Bahkan, saat berusia 16 tahun dan masih bekerja di Pabrik Gula Krebet, Ahot pada malam hari masih menyempatkan berlatih menggambar sepulang dari bekerja. Ia merasa menggambar adalah bagian dari dirinya yang tidak bisa dipisahkan.
“Saya pernah sekitar 4 bulan itu gak gambar, tapi rasanya itu gak enak, di badan itu kayaknya ada yang aneh kalau gak gambar,” bebernya.
Gambarnya yang tidak lazim, kadang mengundang cibiran dari tetangga, namun ia tidak larut dengan kesedihan dan tetap terus berkarya.

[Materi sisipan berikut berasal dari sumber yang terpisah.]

PR #335, opened 2023-12-27
Adding FHMRUVV N3LO splitting functions

giacomomagni:
This PR is imported from: https://github.com/NNPDF/eko_fhmv_private/pull/1

PR #336, opened 2024-01-09
Pass nl as an argument in qed beta functions

niclaurenti:
Implement APFEL running of alpha_em: below $m_{\tau}$, $\alpha$ runs with $n_l=2$. 
Since EKO is never (or at least almost never) used below 1 GeV we don't care about switching off muon and electron running, nor setting $n_f=0$ below 0.5 GeV, as APFEL does.


src/eko/constants.py
```diff
@@ -114,3 +117,22 @@ def charge_combinations(nf):
     vde2m = nd / nf * (eu2 - ed2)
     e2delta = vde2m - vue2m + e2avg
     return e2avg, vue2m, vde2m, e2delta
+
+
+@nb.njit(cache=True)
+def lepton_number(q2):
```
felixhekhorn, line 123: maybe this is better located in `matchings.py` (since this is almost another atlas)

src/eko/constants.py
```diff
@@ -114,3 +117,22 @@ def charge_combinations(nf):
...
+
+    Parameters
+    ----------
+    q : float
+        energy
+
+    Returns
+    -------
+    nl : int
+
```
felixhekhorn, line 136:
```suggestion
    """Compute the number of leptons.

    Note: at the moment we never go below 1 GeV so we don't need muon and electron.

    Parameters
    ----------
    q2 : float
        scale

    Returns
    -------
    int :
       Number of leptons

```

felixhekhorn (commented):
please also adjust the documentation everywhere

src/eko/constants.py
niclaurenti: I put it there since there was already `uplike_flavors`. But if you want I can move it

felixhekhorn: I would still move it - as said it acts as an atlas (I was even briefly suggesting to do a full atlas, but then I thought this is too much); `uplike_flavors` instead is not an atlas and in fact unaware of any scale, but just does the "trivial" `nf // 2` - that is group theory and not physics

src/eko/constants.py
```diff
@@ -84,7 +87,7 @@ def uplike_flavors(nf):
     nu : int
 
     """
-    if nf not in range(2, 6 + 1):
+    if nf > 6:
```
giacomomagni, line 90: why do you need to change here?

src/eko/couplings.py
```diff
@@ -737,7 +738,20 @@ def a(
...
-                new_a = self.compute(final_a, seg.nf, seg.origin, seg.target)
+                nli = constants.lepton_number(seg.origin)
+                nlf = constants.lepton_number(seg.target)
+                if nli != nlf:
+                    # it means that MTAU is between origin and target:
+                    # first we evolve from origin to MTAU with nli leptons
+                    a_tmp = self.compute(
+                        final_a, seg.nf, nli, seg.origin, constants.MTAU**2
+                    )
+                    # then from MTAU to target with nlf leptons
```
giacomomagni, line 749: Just for curiosity: At NLO there are no matching conditions to add here ?

benchmarks/eko/benchmark_strong_coupling.py
```diff
@@ -322,7 +322,7 @@ def benchmark_APFEL_vfns(self):
                 # print(apfel_vals_cur)
                 np.testing.assert_allclose(apfel_vals, np.array(apfel_vals_cur))
             # check myself to APFEL
-            np.testing.assert_allclose(apfel_vals, np.array(my_vals))
+            np.testing.assert_allclose(apfel_vals, np.array(my_vals), rtol=3e-3)
```
giacomomagni, line 325: why this is changed?

src/eko/constants.py
niclaurenti: because it is used in validphys in this line https://github.com/NNPDF/nnpdf/blob/970cd427415fd6139991c2da1cb5b5ffecfa8df8/validphys2/src/validphys/photon/compute.py#L413 , in which now nf can be 0

giacomomagni: I see okau

benchmarks/eko/benchmark_strong_coupling.py
niclaurenti: fixed it with https://github.com/NNPDF/eko/blob/1999d92e71a8ba687f1f611af237fcd88f96e5b4/src/eko/couplings.py#L749

src/eko/matchings.py
```diff
@@ -209,3 +211,23 @@ def is_downward_path(path: Path) -> bool:
 def flavor_shift(is_downward: bool) -> int:
     """Determine the shift to number of light flavors."""
     return 4 if is_downward else 3
+
+
+@nb.njit(cache=True)
+def lepton_number(q2):
+    """Compute the number of leptons.
+
+    Note: at the moment we never go below 1 GeV so we don't need muon and electron.
```
giacomomagni, line 220:
```suggestion
    Note: muons and electrons are always massless as for up, down and strange.
```

src/eko/couplings.py
niclaurenti: that's a good question...

felixhekhorn: I guess (!) the whole derivation goes through for any theory of a scalar boson with fermions (with the appropriate changes on couplings etc.) ... however, quoting SF from a mail on Monday "This said, it seems to me that using a VFN for leptons corresponds to using a scheme that differs from MSbar in the QED sector, which is not a very good idea!"

src/eko/beta.py
```diff
@@ -32,7 +32,7 @@ def beta_qcd_as2(nf):
 
 
 @nb.njit(cache=True)
-def beta_qed_aem2(nf):
+def beta_qed_aem2(nf, nl):
```
felixhekhorn, line 35: some more docs copying please :upside_down_face:

tests/eko/test_beta.py
felixhekhorn, line 1: please add some more unit tests here (and maybe even higher? I mean on $a(Q^2)$-level?)

niclaurenti:
@felixhekhorn @giacomomagni regarding the conversation about the VFNS in the lepton number and the matching:
the reason I am doing this PR is that this week I talked with SF and turned out that the photon I obtained was different from the one in NNPDF3.1QED since the $\alpha_{qed}$ running was different.
He wanted this running to be as close as possible to the one coming from the package alphaQED (http://www-com.physik.hu-berlin.de/~fjeger/software.html), that we should take as God-given truth.
Implementing the $\alpha_{qed}$ running as it is done in APFEL seems to mimic this running very well: this was probably the reason why they switched off $n_f$ at a certain point (moreover $\alpha_{qed}$ must exhibit a plateau for very small $Q$ and the only way to do it is to send the beta function to zero, i.e. $n_f=n_l=0$).
This is why I implemented this running first of all in the photon module in validphys and then here in EKO (in order to be consistent). I attach the plots to show what I'm saying: in the first one there is the wrong running, while in the second the running has been fixed
[alphaQED23_vs_pineline4.pdf](https://github.com/NNPDF/eko/files/13893936/alphaQED23_vs_pineline4.pdf)
[alphaQED23_vs_pineline_mq05.pdf](https://github.com/NNPDF/eko/files/13893938/alphaQED23_vs_pineline_mq05.pdf)

In the end a test in which $m_q$ (the scale at which we pass to $n_f=0$) is varied
[alphaQED23_vs_pineline_mq1.pdf](https://github.com/NNPDF/eko/files/13893942/alphaQED23_vs_pineline_mq1.pdf)

src/eko/evolution_operator/__init__.py
```diff
@@ -704,40 +704,20 @@ def compute_aem_list(self):
...
             for step, mu2_h in enumerate(mu2_steps[1:]):
                 mu2_half = (mu2_h + mu2_l) / 2.0
-                a_s, aem = couplings.compute(
-                    a_ref=a_start, nf=self.nf, scale_from=mu2_start, scale_to=mu2_half
-                )
+                a_s, aem = couplings.a(scale_to=mu2_half, nf_to=self.nf)
                 a_half[step] = [a_s, aem]
                 mu2_l = mu2_h
+        print(as_list.tolist())
+        print(a_half.tolist())
```
felixhekhorn, line 720:
```suggestion
```
do you want to have this PR in draft mode? :innocent:

tests/eko/test_beta.py
felixhekhorn: `alpha23` can be a good candidate for a benchmark as it seems we want to replicate that one

src/eko/evolution_operator/__init__.py
niclaurenti: It is ready. I'm doing benchmarks with master but I missed that print :)

niclaurenti:
I have performed some benchmarks and the agreement with APFEL is the same of the master branch (as it should be since it is a tiny effect)

tests/eko/test_beta.py
felixhekhorn: I like the new benchmark :+1: , but please add still some unit tests in `test_beta.py`

niclaurenti: Done!

felixhekhorn: you can also add another good physics case: $\beta^{(2n_l)} = 2\beta^{(n_l)}\, \forall n_l$

niclaurenti: Both done!

benchmarks/eko/benchmark_alphaem.py
```diff
@@ -0,0 +1,144 @@
+"""This module benchmarks alpha_em against alphaQED23."""
```
felixhekhorn, line 1:
```suggestion
"""This module benchmarks alpha_em against alphaQED23.

alphaQED23 can be obtained from http://www-com.physik.hu-berlin.de/~fjeger/software.html .
"""
```

felixhekhorn (approved):

felixhekhorn:
This will be in conflict with #335 as both touch QED  kernels (should be simple to solve - however, but be aware)

niclaurenti:
> This will be in conflict with #335 as both touch QED kernels (should be simple to solve - however, but be aware)

There was no conflict

felixhekhorn:
> There was no conflict

even better (because you are touching `sv.exponentiated.gamma_variation_qed` and #335 `ad_us.gamma_singlet_qed`)

felixhekhorn:
let's wait for https://github.com/NNPDF/eko/actions/runs/7501124078 and then merge

Issue #201, opened 2023-01-20
Test scale variations expanded against exponentiated


andreab1997:
At the moment the test `scheme_diff` in `[/scale_variations/test_expanded.py](https://github.com/NNPDF/eko/pull/191/files/591dfbb78381a5aa043b7103c8605767bc074a2d#diff-69e13373b89b52fc6ae55e1044c7029153d1724257ae27f74352b9cb8311ebef) is not really checking the difference between scheme A and B (i.e exponentiated vs expanded). However we know how to do the proper test because we have all the terms in a mathematica notebbok in pineko ([here](https://github.com/NNPDF/pineko/pull/68)). While the actual expressions for scale variations have been checked against this notebook, the test has not been updated consistently yet (for lack of time). We should
do the proper thing as soon as possible. @AleCandido @felixhekhorn @giacomomagni

felixhekhorn:
Note that in #222 the SV behaviour was re-derived and changed (and, e.g., in effect for `exponentiated` $\xi_F$ flipped on it's head)

PR #346, opened 2024-02-13
Test scale variation schemes difference. 

giacomomagni:
This PR aims to close issue #201 and provide a reasonable test for the difference between the 
scale variations kernels, at least for FFNS. 

A further test at PDF level would be possible, but even more complicated.


felixhekhorn:
- I reshuffled the test a bit: lowering L and dropping thus the 3. order
- now this is a hard math statement: the difference is proportional $a_0 * L$, which we see is not well behaved
- in fact, even for $Q_1^2=99^2$ (and xif2 = 0.9) I can not drop the second order

felixhekhorn:
I added another stupid test, that checks `expanded` is linear in $L$

giacomomagni:
I extended the test to NLO. 
Given that numbers are so close to `1`, not sure we are actually testing anything but still...
I think we can merge @felixhekhorn

felixhekhorn (approved):

PR #349, opened 2024-02-27
Allow py 3.12

### LINKED ISSUE #348: Release for py 3.12
Numba 0.59 supports python 3.12, would there be anything left in eko that would not work with it?

felixhekhorn:
Closes #348

cc @scarlehoff


felixhekhorn:
waiting for https://github.com/N3PDF/banana/pull/61

felixhekhorn:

“Kalau dari tetangga memang melihatnya aneh kok saya gambarnya yang serem-serem seperti tengkorak bukannya pemandangan. Tapi ya selera saya seperti ini ya saya tidak perduli tetep latihan gambar terus,” tegasnya.
“Dulu waktu gambar belum jadi pendapatan, ya saya kasihkan teman-teman gambar saya asalkan dirawat. Soalnya kalau saya simpan sendiri ya malah nganggur di dalam lemari saja,” lanjutnya.
Lalu, sekitar tahun 2004, pria yang juga hobi pohon bonsai ini mulai menggeluti usaha airbrush miliknya sendiri, biasanya ia mendapat order gambar di cafe sampai truk itu.
“Saya menekuni airbrush itu kurang lebih sekitar 15 tahun sampai tahun 2017 kalau gak salah. Saat itu saya merantau seperti ke Bali sampai Jogjakarta untuk airbrush itu. Itupun saya tetap gambar drawing, soalnya kalau jiwa saya sebenarnya drawing, sedangkan airbrush itu kan pekerjaan,” ungkapnya.
Setelah airbrush miliknya mulai turun peminat, keluarganya harus mulai berjuang karena pendapatan juga makin menipis.
“Setelah itu airbrush mulai lesu dan panggilan mulai jarang, saya juga agak bingung, lalu saya dapat support dari teman-teman termasuk dari seniman lain yaitu Mas Maruto itu yang banyak jasanya ke saya. Waktu itu beliau bilang buat akun Instagram dan gambar saya diupload di situ,” kenangnya.
Ketika akhirnya, gambar-gambarnya diupload di Instagram, tiba-tiba saja banyak orang-orang dari luar negeri yang menawar karyanya itu.
“Gak taunya malah banyak orang-orang dari luar negeri seperti Amerika, Australia, Kanada, Itali dan lainnya yang tertarik beli gambar-gambar saya,” katanya.
Tentu saja, pria yang mengaku gaptek ini kebingungan banyak orang asing yang tertarik membeli gambar-gambarnya. Ia bahkan sempat berpikir apakah ini kenyataan atau hanya sekedar guyonan.
“Awalnya ya bingung, mereka pakai bahasa Inggris sedangkan saya gak ngerti sama sekali. Untungnya ada istri saya yang bisa bantu mulai dari komunikasi sampai yang ngatur media sosial, jadi saya hanya berkarya aja sebenarnya,” jelasnya sambil tertawa.
Terakhir, ia mengatakan jika pelanggan-pelanggannya dari luar negeri jarang ada yang rewel terkait pesanan gambar.
“Kalu permintaan dari luar negeri itu mereka biasanya gak rewel ya. Mereka sampaikan permintaan garis besarnya dan untuk style gambarnya ya sesuai dengan saya sendiri. Yang penting saya gak mau kalau di suruh niru karya ini atau karyanya siapa,” pungkasnya.